■ **TRY IT**:
Set down every entry below exactly as it stands.

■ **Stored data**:
■ ■ ■ ■ ■ ■ ■

Issue #1311, opened 2016-02-21
Windows: LDC cannot build itself (DDMD front-end)


JohanEngelen:
On Windows, LDC cannot be used to build itself with DDMD front-end (merge-2.069 branch).

The first problem is a linking problem: see #1310 .
This can be circumvented by removing the function definitions in the C++ header files, and adding `/O2 /Zc:inline` to the MSVC compile flags.

However, then `ldc2` immediately crashes on line `  global.params.color = isConsoleColorSupported();` inside `parseCommandLine(...)`. It is the first call into D code, I believe. So perhaps there is also a C++-D interop issue on windows.

kinke:
> So perhaps there is also a C++-D interop issue on windows.

The dmd-testsuite results would suggest that's basically okay.
But we may run into ABI issues, e.g., dynamic arrays aren't rewritten yet (having a size of 16 bytes, they need to be returned via sret). That's still the old runtime-functions-aren't-rewritten yet (when calling them) issue, which is blocking the ABI fix...

kinke:
#1317 will take care of this. Its first commit (built with DMD) was able to build and link itself and then build the stdlibs (tested yesterday on 32-bit MSVC).

JohanEngelen:
Awesome

kinke:
Well LDC can build itself now for quite some time.

PR #1314, opened 2016-02-25
Windows: Build with both LDC0.17 and DMD on AppVeyor.

JohanEngelen:
Build with LDC on AppVeyor, but also build with DMD because currently the LDC build is broken.
(The LDC is allowed to be broken for a green build)

To fix linking for the MSVC+LDC combination, the implementations of Visitor's virtual methods must be removed from C++ object files.
The current solution (#if's) is not ideal, with the danger of the two branches of the #if going out of sync. But I did not find a better solution.

Please merge if you agree with this partial solution for #1311 .

### DIFF
--- a/CMakeLists.txt
+++ b/CMakeLists.txt
@@ -207,6 +207,8 @@ elseif(MSVC)
     string(REGEX REPLACE "(^| )[/-]GR-?( |$)" "\\2" CMAKE_CXX_FLAGS "${CMAKE_CXX_FLAGS}")
     append("/GR- /EHs-c-" CMAKE_CXX_FLAGS)
     append("/D_HAS_EXCEPTIONS=0" CMAKE_CXX_FLAGS)
+    # See github issue #1311
+    append("/O2 /Zc:inline" CMAKE_CXX_FLAGS)
 
     # warning C4018: signed/unsigned mismatch
     # warning C4101: unreferenced local variable
--- a/appveyor.yml
+++ b/appveyor.yml
@@ -16,11 +16,13 @@ os: Visual Studio 2015
 
 environment:
   matrix:
+    - APPVEYOR_JOB_CONFIG: Debug LDC
     - APPVEYOR_JOB_CONFIG: Debug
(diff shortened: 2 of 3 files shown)


kinke:
Have you tried simply passing `/FORCE:MULTIPLE` to the MS linker, i.e., using `-L/FORCE:MULTIPLE` when linking with LDC? That was my work-around for the failing dmd-testsuite test to get rid of the errors about multiply defined symbols...

JohanEngelen:
Thanks for the suggestion. That may solve the Visitor problem. (/Zc:inline looks like a "make MSVC behave like C++-spec" flag, and less blunt than /force perhaps)

JohanEngelen:
_I'm not even sure whether this is supposed to work._
Yeah, me neither. For my part, the C++ definitions should all be removed. (De-virtualization optimizations...? meh)

JohanEngelen:
Removing the C++ definitions of Visitor breaks linking on Mac OS, because of missing vtable.....

JohanEngelen:
Perhaps with /FORCE we no longer need to change Visitor. Need to test it. (not on Windows machine now)

JohanEngelen:
`/FORCE:MULTIPLE` works but gives so many warnings... I'm opting for `/Zc:inline` + `#if` in `visitor.h`

JohanEngelen:
In part, yes.

kinke:
>  I thought the /force:multiple that kinke added was only for the testsuite.

Yep, it is only for dmd-testsuite, as there are multiple cpp+d test pairs requiring it.

rainers:
The duplicate symbols in cppa.d/cppb.cpp were just copy and paste errors and have been removed updstream. I suspect it is the same for visitor.h. @yebblies ?

JohanEngelen:
Removing the `visitor.h` definitions helps on Windows, but broke the build on Mac last time I tried (issue with vtable definitions).

yebblies:
It's possible there are lurking vtable emission problems when none of the virtual functions have bodies.

Issue #1312, opened 2016-02-21
extern(C++) namespaces not codegen'd


kinke:
Just noticed this while checking the Travis results of my recent upstream PR - dmd and GDC compile it, LDC fails: https://travis-ci.org/D-Programming-Language/dmd/jobs/110808138

kinke:
Well I think it might not have anything to do with `real/long double`, but with `extern(C++, namespace)` instead (`namespace` ignored).

kinke:
`cpp.cpp`:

■ ■ ■ ■ ■ ■ ■

■ **SOLUTION FOR THIS TASK**:
Issue #1311, opened 2016-02-21
Windows: LDC cannot build itself (DDMD front-end)


JohanEngelen:
On Windows, LDC cannot be used to build itself with DDMD front-end (merge-2.069 branch).

The first problem is a linking problem: see #1310 .
This can be circumvented by removing the function definitions in the C++ header files, and adding `/O2 /Zc:inline` to the MSVC compile flags.

However, then `ldc2` immediately crashes on line `  global.params.color = isConsoleColorSupported();` inside `parseCommandLine(...)`. It is the first call into D code, I believe. So perhaps there is also a C++-D interop issue on windows.

kinke:
> So perhaps there is also a C++-D interop issue on windows.

The dmd-testsuite results would suggest that's basically okay.
But we may run into ABI issues, e.g., dynamic arrays aren't rewritten yet (having a size of 16 bytes, they need to be returned via sret). That's still the old runtime-functions-aren't-rewritten yet (when calling them) issue, which is blocking the ABI fix...

kinke:
#1317 will take care of this. Its first commit (built with DMD) was able to build and link itself and then build the stdlibs (tested yesterday on 32-bit MSVC).

JohanEngelen:
Awesome

kinke:
Well LDC can build itself now for quite some time.

PR #1314, opened 2016-02-25
Windows: Build with both LDC0.17 and DMD on AppVeyor.

JohanEngelen:
Build with LDC on AppVeyor, but also build with DMD because currently the LDC build is broken.
(The LDC is allowed to be broken for a green build)

To fix linking for the MSVC+LDC combination, the implementations of Visitor's virtual methods must be removed from C++ object files.
The current solution (#if's) is not ideal, with the danger of the two branches of the #if going out of sync. But I did not find a better solution.

Please merge if you agree with this partial solution for #1311 .

### DIFF
--- a/CMakeLists.txt
+++ b/CMakeLists.txt
@@ -207,6 +207,8 @@ elseif(MSVC)
     string(REGEX REPLACE "(^| )[/-]GR-?( |$)" "\\2" CMAKE_CXX_FLAGS "${CMAKE_CXX_FLAGS}")
     append("/GR- /EHs-c-" CMAKE_CXX_FLAGS)
     append("/D_HAS_EXCEPTIONS=0" CMAKE_CXX_FLAGS)
+    # See github issue #1311
+    append("/O2 /Zc:inline" CMAKE_CXX_FLAGS)
 
     # warning C4018: signed/unsigned mismatch
     # warning C4101: unreferenced local variable
--- a/appveyor.yml
+++ b/appveyor.yml
@@ -16,11 +16,13 @@ os: Visual Studio 2015
 
 environment:
   matrix:
+    - APPVEYOR_JOB_CONFIG: Debug LDC
     - APPVEYOR_JOB_CONFIG: Debug
(diff shortened: 2 of 3 files shown)


kinke:
Have you tried simply passing `/FORCE:MULTIPLE` to the MS linker, i.e., using `-L/FORCE:MULTIPLE` when linking with LDC? That was my work-around for the failing dmd-testsuite test to get rid of the errors about multiply defined symbols...

JohanEngelen:
Thanks for the suggestion. That may solve the Visitor problem. (/Zc:inline looks like a "make MSVC behave like C++-spec" flag, and less blunt than /force perhaps)

JohanEngelen:
_I'm not even sure whether this is supposed to work._
Yeah, me neither. For my part, the C++ definitions should all be removed. (De-virtualization optimizations...? meh)

JohanEngelen:
Removing the C++ definitions of Visitor breaks linking on Mac OS, because of missing vtable.....

JohanEngelen:
Perhaps with /FORCE we no longer need to change Visitor. Need to test it. (not on Windows machine now)

JohanEngelen:
`/FORCE:MULTIPLE` works but gives so many warnings... I'm opting for `/Zc:inline` + `#if` in `visitor.h`

JohanEngelen:
In part, yes.

kinke:
>  I thought the /force:multiple that kinke added was only for the testsuite.

Yep, it is only for dmd-testsuite, as there are multiple cpp+d test pairs requiring it.

rainers:
The duplicate symbols in cppa.d/cppb.cpp were just copy and paste errors and have been removed updstream. I suspect it is the same for visitor.h. @yebblies ?

JohanEngelen:
Removing the `visitor.h` definitions helps on Windows, but broke the build on Mac last time I tried (issue with vtable definitions).

yebblies:
It's possible there are lurking vtable emission problems when none of the virtual functions have bodies.

Issue #1312, opened 2016-02-21
extern(C++) namespaces not codegen'd


kinke:
Just noticed this while checking the Travis results of my recent upstream PR - dmd and GDC compile it, LDC fails: https://travis-ci.org/D-Programming-Language/dmd/jobs/110808138

kinke:
Well I think it might not have anything to do with `real/long double`, but with `extern(C++, namespace)` instead (`namespace` ignored).

kinke:
`cpp.cpp`:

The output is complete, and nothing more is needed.